The majority of specimens has very little issues with other dogs but this breed is certainly capable to stand up for itself if provoked. It will peacefully coexist with one or more other canines preferably of the same size or smaller. The Tibetan Terrier gets along with other pets as long as they have been introduced to each other correctly and timely. This dog will also get on well with a home cat and will only occasionally bother it trying to invite in its game. Nevertheless in order to ensure their amicable co-existence it’s essential to get them acquainted at an early age.

Health Problems
The most common problems for the breed include:

• canine hip dysplasia;
• patellar luxation;
• eyes problems;
• heart murmur;
• flea infestation;
• diabetes mellitus;
• hypothyroidism;
• allergy problems;
• von Willebrand’s Disease.

The Tibetan Terrier demands considerable amount of time and efforts to be invested in its grooming. Its thick and long coat should be brushed every two or three days but preferably daily. It may be useful to spray its gorgeous hair with water or a dog conditioner to facilitate this job.

Be prepared that at the age of approximately 10 to 14 months your dog will fully loose its «puppy coat» in order to acquire its long adult coat. During this period it’s strongly recommended to brush the Tibetan Terrier on a daily bases. If you don’t plan to show your dog it’s really easier to have its hair trimmed or clipped periodically. Additionally it will make the life of the dog more comfortable. Anyway its owner should regularly remove excessive hair between its toes and in the ear canals.

Evidently the Tibetan Terrier may require more frequent bathing to keep its coat healthy and tidy. It also should be regularly inspected for the signs of fleas or other parasites because the thickness of the coat can make them not so visible. On the whole this breed is a light shedder if you groom it properly.

The training of the Tibetan Terrier is a quite easy work but it can become a challenge because of the dog’s inattention. It is regarded as an intelligent dog, which can grasp fairly difficult commands in reasonable number of repetitions. The problem is that this breed quickly gets bored and therefore distracted so it completely loses its interest in training.

The handler should make lessons short and captivating as well as regular and consistent. He should display patient and calm disposition while working with this dog. It’s crucial to motivate the Tibetan Terrier only with mild reinforcement and tasty incentives. If it feels that it’s treated unfairly it usually reacts with wilful and disobedient behaviour.

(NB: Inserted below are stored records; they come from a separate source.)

PR #480, opened 2022-06-01
Add sample to showcase binding and inferencing on DX resources using ORT

nums11:
This PR adds a sample that showcases how to bind and inference on DX resources using ORT.

3 images (cat, dog, hummingbird) are repeatedly displayed in an HWND and their corresponding resource is passed to ORT for evaluation using EfficentNet.

Important Files to look at:
- DXResourceBinding.cpp
  - Main implementation file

The Tibetan Terrier is has an average energy level and needs a daily and brisk walk. However it’s hardy enough to accompany you in the walk to the park and it will become a willing participant of various outdoor activities.

This cunning dog will always find the way to entertain itself and this can be often at the cost of your possession. That’s why it’s important to invest enough time in walking and playing with the Tibetan Terrier. Being a highly biddable and gentle dog it will become an excellent companion for elderly people as well as for less active families.